CHAPTER TWENTY-THREE
‘The tunnel goes to the bridge, Sir, as we figured, but it turns a few times on its way, not as direct as I’d have thought. Mind you, digging around rock, you’d just go the path of least resistance, I reckon.’
‘What did you find?’
‘No ghosts, not even any spirits,’ Bix shone the torch on a dusty bottle in his hand, enjoying his own joke. ‘It leads to the Bridge Hotel’s cellar, all right, or maybe part of it. I came up to a wide part of the tunnel they look to have commandeered for storage, with a locked door beyond it that I reckon leads to the cellar itself. Take a look at this bottle, Sir.’
He handed it over, shining the torch on the bottle in Alleyn’s hand.
‘There were dozens of crates of them, all with no label.’
Alleyn shook his head, frowning. He was trying to rein in the irritation he felt with Bix for spinning out this story when there was so much else to get on with and then, looking at the wide grin on Bix’s face, he suddenly realized, ‘Oh I see, do you think the Bridge Hotel is brewing its own beer and passing it off as stock?’
‘Not quite, Sir, I don’t think you’d get many of the blokes round this way caught out in a trick like that. We New Zealanders are pretty particular about our beer, but you’ve heard of the six o’clock swill?’
‘Yes Bix, I have indeed been introduced to your country’s alarming custom of closing your public houses at six in the evening.’
‘And you’ll understand that the Bridge sometimes stays open a little later than six o’clock?’
‘A policeman’s lot would be an even unhappier one were he committed to enforcing the closing times of every public house in either your nation or in mine.’
‘You’ll get no disagreement from me on that, but Will Kelly said he was drinking lemonade tonight, you remember?’

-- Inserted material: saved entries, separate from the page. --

Issue #1519, opened 2022-03-09
aborting should throw a doeexception


jimmywarting:
Hmm, wondering if not we should try to fix the real problem that is that we return a custom AbortError message, it should rather be a `DOMException` 

```js
// Browser test:
ctrl = new AbortController() 
ctrl.abort()
fetch('/', ctrl).catch(console.log) 
// DOMException { 
//   name: AbortError,
//   code: 20,
//   message: "Failed to execute 'fetch' on 'Window': The user aborted a request." 
// }
```

We could optionally start to depend on [node-domexception](https://www.npmjs.com/package/node-domexception). it's already included by another sub dependency of ours (fetch-blob).

_Originally posted by @jimmywarting in https://github.com/node-fetch/node-fetch/issues/1513#issuecomment-1051110449_

PR #1775, opened 2023-09-08
support `AbortSignal.reason`

### LINKED ISSUE #1462: AbortController abort reason Parameter
## Description

In the definition of the [AbortController on MDN](https://developer.mozilla.org/en-US/docs/Web/API/AbortController/abort) it is stated, that it is possible to pass a parameter to `AbortController.abort()` that is thrown as Error if the AbortController is used in a fetch call.

## Current

`AbortController.abort()` exists, but does not expect a parameter.

## Wanted

Like done in the [@types/mongodb] implementation ([see here](https://github.com/DefinitelyTyped/DefinitelyTyped/issues/44549)), the optional reason parameter is also needed in the [@types/node] implementation. And i think before that makes sense, it has to be implemented here in node-fetch

## Version

Im using node-fetch as a transitive dependency on version `2.6.6`.
I Set up a project using [next.js](https://github.com/vercel/next.js/) using `^12.0.7` and [ts-node](https://github.com/TypeStrong/ts-node) using `^10.4.0`

gomain:
In enviroments that implement it.

When an `AbortSignal#reason` has a value, i.e. in nodejs >= v17.2.0, it is added on the returned `AbortError`. `AbortError#reason` would be `undefined` otherwise.

Contrary to the specification, when `AbortController#abort` is called, with or without a reason, `fetch` _does not_ throw the `AbortSignal#reason`. This is to allow more fine grained error handling. Had the `reason` was thrown, the general information that an abort happened is lost and it becomes sole responsibility of the reason provider.

## Purpose

Allow detecting the _reason_ fetch was aborted.

## Changes

- Extend `AbortError` to have field `reason`. It's constructor takes this additional argument.
- The `AbortSignal#reason` is given when constructing `AbortError` instance. Could possibly be `undefined` in environments/libraries/polyfills that do not support it.

## Additional information

The actual value (even existence) of `AbortSignal#reason` is external to this library. We make no assumptions about it. We simply forward it.

This goes against #1519. There is no inherent reason to follow the specifications to the dot. `node-fetch` is for node, specifically, not the web. TBD.

___

- [ ] I updated readme
- [x] I added unit test(s)

___

- fix #1462

### DIFF
--- a/src/errors/abort-error.js
+++ b/src/errors/abort-error.js
@@ -4,7 +4,9 @@ import {FetchBaseError} from './base.js';
  * AbortError interface for cancelled requests
  */
 export class AbortError extends FetchBaseError {
-	constructor(message, type = 'aborted') {
-		super(message, type);
+	constructor(message, reason) {
+		super(message, 'aborted');
+
+		this.reason = reason;
 	}
 }
--- a/@types/index.d.ts
+++ b/@types/index.d.ts
@@ -13,6 +13,7 @@ import {
 
 type AbortSignal = {
 	readonly aborted: boolean;
+	readonly reason: unknown;
 
 	addEventListener: (type: 'abort', listener: (this: AbortSignal) => void) => void;
 	removeEventListener: (type: 'abort', listener: (this: AbortSignal) => void) => void;
@@ -212,6 +213,7 @@ export class FetchError extends Error {
 export class AbortError extends Error {
 	type: string;
 	name: 'AbortError';
+	reason: DOMException | unknown;
 	[Symbol.toStringTag]: 'AbortError';
 }
 
--- a/src/index.js
+++ b/src/index.js
@@ -67,7 +67,7 @@ export default async function fetch(url, options_) {
 		let response = null;
 
 		const abort = () => {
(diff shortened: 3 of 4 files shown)


src/errors/abort-error.js
```diff
@@ -4,7 +4,9 @@ import {FetchBaseError} from './base.js';
  * AbortError interface for cancelled requests
  */
 export class AbortError extends FetchBaseError {
-	constructor(message, type = 'aborted') {
```
LinusU, line 7: Is this a breaking change?

`AbortError` is exported publicly from the package...

gomain: Yeah, wasn't aware the constructor was actually exported. It just seemed odd that the `type` would be explicitly given, i.e. what else could it be.

We basically need to thread the `reason` into the thrown `AbortError`. To not break its constructor, the only sane option would be to extend it:
```js
  // no change to existing `AbortError`
  class AbortWithReasonError extends AbortError {
    constructor(message, reason) {
      super(message);
      this.reason = reason;
    }
  }
```

PR #1793, opened 2023-12-04
chore: avoid deprecation warning

homura:
## Purpose

NodeJS 21 warns that the `punycode` is deprecated. The `whatwg-url@5.x` dependent by `node-fetch` depends on the deprecated `punycode`, therefore, it is better to upgrade the `whatwg-url` to the latest one 

https://github.com/jsdom/whatwg-url/issues/261

To reproduce it, try the below piece example

```js
const fetch = require('node-fetch') // 2.7.0

fetch('https://jsonplaceholder.typicode.com/todos/1')
      .then(response => response.json())
      .then(json => console.log(json))
```

```
➜  node-fetch git:(2.7) ✗ node x.js
(node:4461) [DEP0040] DeprecationWarning: The `punycode` module is deprecated. Please use a userland alternative instead.
(Use `node --trace-deprecation ...` to show where the warning was created)
{ userId: 1, id: 1, title: 'delectus aut autem', completed: false }
```

## Changes

Upgrade `whatwg-url` to the latest

### DIFF
--- a/package.json
+++ b/package.json
@@ -37,7 +37,7 @@
     },
     "homepage": "https://github.com/bitinn/node-fetch",
     "dependencies": {
-        "whatwg-url": "^5.0.0"
+        "whatwg-url": "^14.0.0"
     },
     "peerDependencies": { 
         "encoding": "^0.1.0"


jimmywarting:
Uhm, sry... we can't
whatwg-url@14 requires NodeJS v18

where as node-fetch@2.x still has backwards compatible all the way back to NodeJS v4

node-fetch@v2.x is currently locked to only receiving bug/security fixes. 

---

Your option is either to update to node-fetch@3 or using the new built-in fetch from NodeJS themself now that it's shipped with NodeJS v18+

rlindner81:
> Uhm, sry... we can't whatwg-url@14 requires NodeJS v18
> 
> where as [node-fetch@2.x](mailto:node-fetch@2.x) still has backwards compatible all the way back to NodeJS v4
> 
> [node-fetch@v2.x](mailto:node-fetch@v2.x) is currently locked to only receiving bug/security fixes.
> 
> Your option is either to update to node-fetch@3 or using the new built-in fetch from NodeJS themself now that it's shipped with NodeJS v18+

@jimmywarting I don't follow this logic. nodejs below v18 is _out of maintenance_. 
https://nodejs.org/en/about/previous-releases

So, it clearly falls under "security fixes" to update `node-fetch@2.x` to at least nodejs v18... Our project, and I would expect the majority of others, uses commonjs and are locked into `node-fetch@2.x`. Unfortunately, the native fetch in nodejs v18 (or v20) is not really usable enough, when it comes to streaming to replace node-fetch.

radist2s:
@rlindner81, I agree.

I guess I'm not the only one who's intimidated by the Node.js 22 warning:
```
(node:90843) [DEP0040] DeprecationWarning: The `punycode` module is deprecated. Please use a userland alternative instead.
```

tbroyer:
punycode was removed from whatwg-url in v9, which is the version that dropped support for Node.js 10: https://github.com/jsdom/whatwg-url/releases/tag/v9.0.0

This means that node-fetch v2 could safely be updated to some version of whatwg-url between v9 and v12 (v13 being the one removing support for Node.js 14)

In the mean time, adding an override in my package.json (as many others have done already) does the job.

PR #1799, opened 2024-01-10
refactor: allow exclude user agent using null value

PrimeWalkerVN:
## Purpose
Some contexts, the default user agent of the request does not need to contain of header list, so use null value to exclude it from header list of the request

## Changes
Change logic of setting user-agent request's header

## Additional information

___

- [x] I updated src/request.js

___

- fix #1799


trantrongkim98:
- LGTM

PR #1800, opened 2024-01-18
upgrade fetch-blob

sirenkovladd:
## Purpose
Upgrade version fetch-blob from 3.1.4 to 4.0.0
add to cicd version of node "18.18.2", "20.11.0", "21.5.0"
this update will reduce the size of dependencies from about 9.1MB to 0.4MB

## Changes
- changed package.json
- in test "supports supplying a famliy option to the agent" add custom callback since http.Agent->lookup changed from v20
- fixed for >v20 route /chunked/multiple-ending in custom server

___

- [ ] I updated readme
- [ ] I added unit test(s)
- [X] checked tests for versions 14.21.3, 16.20.2, 18.18.2, 20.11.0, 21.5.0

___

### DIFF
--- a/.github/workflows/ci.yml
+++ b/.github/workflows/ci.yml
@@ -14,7 +14,7 @@ jobs:
     strategy:
       matrix:
         os: [ubuntu-latest, windows-latest, macOS-latest]
-        node: ["12.20.0", "14.13.1", "16.0.0"]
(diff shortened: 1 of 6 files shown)


sirenkovladd:
@jimmywarting @xxczaki

Martinspire:
would be nice to see an update here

‘I do.’ Alleyn was smiling, intrigued, as he carefully removed the stopper from the bottle. It took just a sniff of the cork to appreciate that the bottle contained not lemonade but a clear spirit, and a very strong one at that. ‘And I can guess where you’re headed with this, Bix, but surely a man of the world such as Mr Kelly could tell the difference between a sip of lemonade and a sip of home-brewed spirit, sold after hours?’
‘It’s thirsty work, carting bodies about, what if he’d grabbed his bottle of lemonade, taken a big gulp without pausing to check—why would he, if it was his own bottle—and the stuff was so strong it knocked him out, right out? And what if someone had wanted to knock him out so they could switch the bodies? What if they’d put the alcohol in his bottle for that very reason?
Alleyn smiled, ‘It’s true that an awful lot of our work begins with “what if”, but I usually prefer to go on something a little more substantial. Even if we were to assume that Mr Kelly usually spends his long nights sipping from a bottle of lemonade rather than strong spirit, and that someone therefore chose to tamper with his bottle in order to knock him out long enough to swap old Mr Brown’s body for Matron’s, as yet we have no reason for this body swap. That it happened we are sure, why it happened is the conundrum.’